# Off-Cuts Box



## Philly (11 Apr 2005)

Hi All
Completed a little project last week-a box made from off cuts from the project I'm currently working on. The parts were too small to be really useful, but too big to throw out, and the timber ( spalted ripple sycamore) is so lovely. Have a look....





It really came out nice!
The corner were jointed with through dovetails (on the LittleRat) and the box was gently curved with a spokeshave and scrapers. I also inlaid some mother of pearl dots on the side corners.
Have a look on my website for step-by-step pics
http://www.philsville.co.uk/offcut_box.htm

Cheers
Philly


----------



## Chris Knight (11 Apr 2005)

Nice job Philly -looks great!


----------



## tx2man (11 Apr 2005)

Top work Mr P. 8) 

TX


----------



## Keith Smith (11 Apr 2005)

Very nice box, I supose the L-N is in the foreground to give a sense of scale :-k :lol: 

You could have entered this in the competition, perhaps you have something even better up your sleeve.

Keith


----------



## Gill (11 Apr 2005)

Lovely little box - and a sensibly sized photograph of it so that I don't have to scroll sideways continuously to read the post  :wink:  .

Gill


----------



## Pete W (11 Apr 2005)

Beautiful! Didn't know sycamore could be that characterful, and the shellac finishes it off perfectly.

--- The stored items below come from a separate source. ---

PR #803, opened 2016-10-05
Send loid in ad request headers

jamesmaa:
We were sending an object string because state.loid is an object. Send the actual loid from state
Before:
image
After:
image
👓 @schwers


schwers:
:fish:

jamesmaa:
b039a97c9871787171462466e442d2e2d45602c7

PR #804, opened 2016-10-06
2 x edit posts comments

schwers:
Supports editing posts / comments. 

Depends on https://github.com/reddit/node-api-client/pull/166

Let me know if the reducer structure makes sense. I'm thinking of removing the pending text from the reducer. My original thinking was it could be useful for preventing extra submits or re-filling in text-areas as they get re-rendered, but I didn't have any troubles.

I'll squash the [wip] commits with a nice message once review is done

👓  @phil303  || @uzi  || @nramadas


phil303:
hey ryan, i've gotten in the habit of posting a quick gif or pic of my feature since I think it helps re-establish context with the code. Would you be up for doing that? If you want to do a gif, there's this nifty and simple freeware I used called [licecap](http://www.cockos.com/licecap/).

src/app/components/Post/PostContent/index.jsx
```diff
@@ -216,51 +217,69 @@ export default class PostContent extends React.Component {
...
+      <div className='PostContent__edit-wrapper'>
+        <div className='PostContent__textarea-holder'>
+          <textarea
+            className='PostContent__textarea'
+            defaultValue={ selfText }
+            disabled={ editPending }
+            ref='selfTextEditor'
+          />
+        </div>
+        { editError ? this.renderEditingError(editError) : null }
```
phil303: Hard for me to tell what this looks like but do you think it'd be nicer/possibly more consistent ux to just take advantage of the error toaster here? It'd have the added advantage of trimming down the code in here a bit.

src/app/components/Comment/index.jsx
```diff
@@ -59,18 +61,90 @@ export function Comment(props) {
...
+  const {
+    editPending,
+    editError,
+    comment,
+    onToggleEditForm,
+    onUpdateBody,
+  } = props;
+
+  // NOTE: I'm not using a class for the edit form,
+  // so to get the value out of the text area I'm using fucnction refs.
```
phil303: I feel pretty strongly that this is not the right approach. A more correct approach would be to maintain textarea state via [controlled inputs](https://facebook.github.io/react/docs/forms.html#controlled-components). 

To encapsulate that idea, this should probably be its own component.

```jsx
export default class EditUserTextForm extends React.Component {
  constructor(props) {
    super(props);
    this.state = { updatedText: props.commentMD };
  }

  render() {
    return (
      <div className='Comment__editForm'>
        <div className='Comment__edit-textarea-holder'>
          <textarea
             className='Comment__edit-textarea'
             defaultValue={ props.commentMD }
             disabled={ editPending }
             onChange={ e => this.setState({ updatedText: e.target.value }) }
          />
        </div>
      // ... other stuff ...
    );
  }
}
```

Edit: considering you track changes with your reducer, it'll probably make more sense maintain update state there.

src/app/components/Post/PostContent/index.jsx
```diff
@@ -216,51 +217,69 @@ export default class PostContent extends React.Component {
...
+      return (
+        <div className='PostContent__edit-pending'>
+          Saving
+        </div>
+      );
+    }
+
+    return (
+      <div className='PostContent__edit-controls'>
+        <div className='PostContent__edit-button'onClick={ onToggleEdit }>
```
phil303: Weird because I'd think JS would freak out - you're missing a space between the string and `onClick`.

src/app/components/Post/PostContent/index.jsx
```diff
@@ -216,51 +217,69 @@ export default class PostContent extends React.Component {
...
+          Cancel
+        </div>
+        <div className='PostContent__edit-button'onClick={ this.updateSelfText }>
```
phil303: here too

src/app/components/Post/PostContent/index.jsx
```diff
@@ -216,51 +217,69 @@ export default class PostContent extends React.Component {
...
-    //         <SquareButton
-    //           text='Save'
-    //           onClick={ this.saveText }
-    //         />
-    //       </div>
-    //     </div>
-    //   </div>
-    // );
+  updateSelfText() {
+    const newSelfText = this.refs.selfTextEditor.value.trim();
```
phil303: same comment here regarding the controlled inputs as above

src/app/components/Post/index.jsx
```diff
@@ -68,19 +68,29 @@ export function Post(props) {
...
     hideWhen,
     userActivityPage,
+    onToggleEdit,
     onToggleSavePost,
     onToggleHidePost,
+    onUpdateSelftext,
+    toggleExpanded,
+    toggleShowNSFW,
+    winWidth,
+    z,
```
phil303: what the heck is `z`?

src/app/components/Post/index.jsx
```diff
@@ -150,41 +164,41 @@ export function Post(props) {
...
   return createSelector(
     [
-      postIdSelector,
-      compactSeletor,
-      expandedSelector,
-      unblurredSelector,
-      singleSelector,
-      postModelSelector,
-      userSelector,
+      (state, props) => props.forceCompact || state.compact,
```
phil303: :no_bell: this looks very clean. thanks for the update! Instead of it being an array, for consistency across the app, would you object to the arguments passed being variadic?

src/app/components/Comment/index.jsx
schwers: I'm not actually tracking changes there, I'm just tracking the text that it's updating to

src/app/components/Post/index.jsx
schwers: Nope, that sounds fine to me. I forget why it was an array in the first place.

schwers:
Here's some gifs

editingstuff

editingerrors

src/app/components/Post/PostContent/index.jsx
schwers: I thought about it, but I'm not a fan of the toaster for form errors. I think its clearer UX when the error is presented in the form that had an error.

phil303: Mind if we pull in Derek on this? Should probably be his call anyway.

schwers: I don't mind, I'll ask him.

src/app/components/Post/PostContent/index.jsx
```diff
@@ -111,19 +117,14 @@ export default class PostContent extends React.Component {
 
     // we want things to autoplay in expanded compact mode
     this.togglePlaying = this.togglePlaying.bind(this);
-    this.saveText = this.saveText.bind(this);
+    this.updateSelfText = this.updateSelfText.bind(this);
```
uzi: Do we want to change things to

```togglePlaying = (e) => { ... }```

and kill these binds?

**Comment by uzi** [comment]
I'm with @phil303 in that I thought we were trying to avoid using refs in general by using local component state to manage the value.

File: src/app/actions/comment.js [hunk 9]
```diff
@@ -2,11 +2,56 @@ import { endpoints, models, errors } from '@r/api-client';
...
 import { apiOptionsFromState } from 'lib/apiOptionsFromState';
 
-const { SavedEndpoint, CommentsEndpoint } = endpoints;
+const { SavedEndpoint, CommentsEndpoint, EditUserTextEndpoint } = endpoints;
+const { ResponseError } = errors;
 
 
-export const TOGGLE_EDIT_FORM = 'COMMENT__TOGGLE_EDIT_FORM';
-export const toggleEditForm = id => ({ type: TOGGLE_EDIT_FORM, id });
+export const TOGGLE_EDIT= 'COMMENT__TOGGLE_EDIT_FORM';
```
schwers: whoops, thanks!

src/app/components/Post/index.jsx
schwers: Just a note from our discussion: `z` is zIndex and is being used further down on line 144. I'm going to clean it up naming wise, or if possible, remove it entirely, when I touch up listings in separate patch

schwers:
Gif to show new styles and toaster:

newediterrors

:haircut_man:

src/app/components/EditForm/index.jsx
```diff
@@ -0,0 +1,74 @@
...
+        <div className='EditForm__edit-cancel' onClick={ onCancelEdit }>
+          Cancel
+        </div>
+        <div
+          className={ cx('EditForm__edit-button', {
+            disabled: editPending,
+          }) }
+          onClick={ this.saveEdit }
+        >
+          { `Updat${editPending ? 'ing' : 'e'}` }
```
phil303: fa3e19ffd513583d5f7ae60382262d9a0505d72589cd2374af2b2a7de75e057d

src/app/components/EditForm/index.jsx
```diff
@@ -0,0 +1,74 @@
...
+    this.state = {
+      editedText: props.startingText,
+    };
+  }
+
+  saveEdit = () => {
+    if (this.props.editPending) { return; } // don't update if we're already pending
+
+    const newText = this.state.editedText.trim();
+    if (newText !== this.props.startingText) {
```
phil303: :no_bell: because I think ultimately this is a very small UX issue. Doesn't this mean that a user can hit save and nothing will happen? What if you just called `onCancelEdit` here?

phil303:
:fish:

PR #809, opened 2016-10-13
Users have to be logged in to toggle subscription

uzi:
In the case that they're not logged in, we send
then to the registration page.

👓 @schwers @phil303


schwers:
:fish:

PR #810, opened 2016-10-13
Add a "refresh this page" message to the ErrorPage

uzi:
This is for the case of an auth token refresh issue
that can occur if you require a refresh token on a
consecutive action on a page. This makes things
slightly friendlier to the user.

👓 @schwers @phil303 

What it looks like:

screen shot 2016-10-12 at 6 20 40 pm


schwers:
:fish:

PR #811, opened 2016-10-13
Reporting modal - fix accidentally reverted changes

phil303:
I accidentally overwrote some of the changes that addressed PR
comments. I did this by force pushing without fetching my latest changes
done from another computer (hecka dumb). This undoes that mistake.

The one major change this adds back is some UI changes to the modal
recommended by Derek. Instead of a snoo icon with a green background,
it's now a flag with a yellow background.

This looks like this:

screen shot 2016-10-12 at 7 29 01 pm

:eyeglasses: @schwers


schwers:
:fish:

phil303:
Thanks Ryan!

Where did you source the wood? I've been drawn to sycamore since several members have praised its workability, but always thought it was a bit bland.


----------



## Philly (11 Apr 2005)

Pete
The sycamore came from Yandles in Somerset. BIG plank-2 inch think, 20 inch wide and 8 foot tall! Cost a reasonable £40! :shock: 
Here's a pic before I hacked into pieces...... :lol: 
Cheers
Philly


----------



## Alf (11 Apr 2005)

Very nice, Philly. But how is anyone without a you-know-who's chisel to get any idea of scale? Better pose it by each of your tools in turn, to give everyone as many chances as possible to find a match... :wink: I take it the M of P was the design opportunity created by the through grooves..?

Cheers, Alf


----------



## Waka (11 Apr 2005)

I'll just pop out of hiding to say: Nice job Philly, now you know that rat did make sense.


----------



## Philly (11 Apr 2005)

Alf
No, No,No! The M-O-P was for, eh, um....Damn! Wondered how long it would take for someone to guess! :lol: :lol: 
Yes, I had a "Doh!" moment-I double checked and still did it! What a plonker :roll: Mind you-it looks great now, and there isn't one non-woody who would guess :wink: 
Waka
You are right-the Rat was a great purchase (even if you did bend my arm a little :lol: ) See you later this week!
Cheers
Philly


----------



## Charley (11 Apr 2005)

Very nice Philly  The box behind it isn't bad either  \/


----------



## dedee (11 Apr 2005)

Philly,
very nice, I especially like the brass rod hinge, very neat.

Andy


----------



## Pete W (11 Apr 2005)

Philly":25k2n39z said:


> Here's a pic before I hacked into pieces



Very nice... even before you hacked it into pieces .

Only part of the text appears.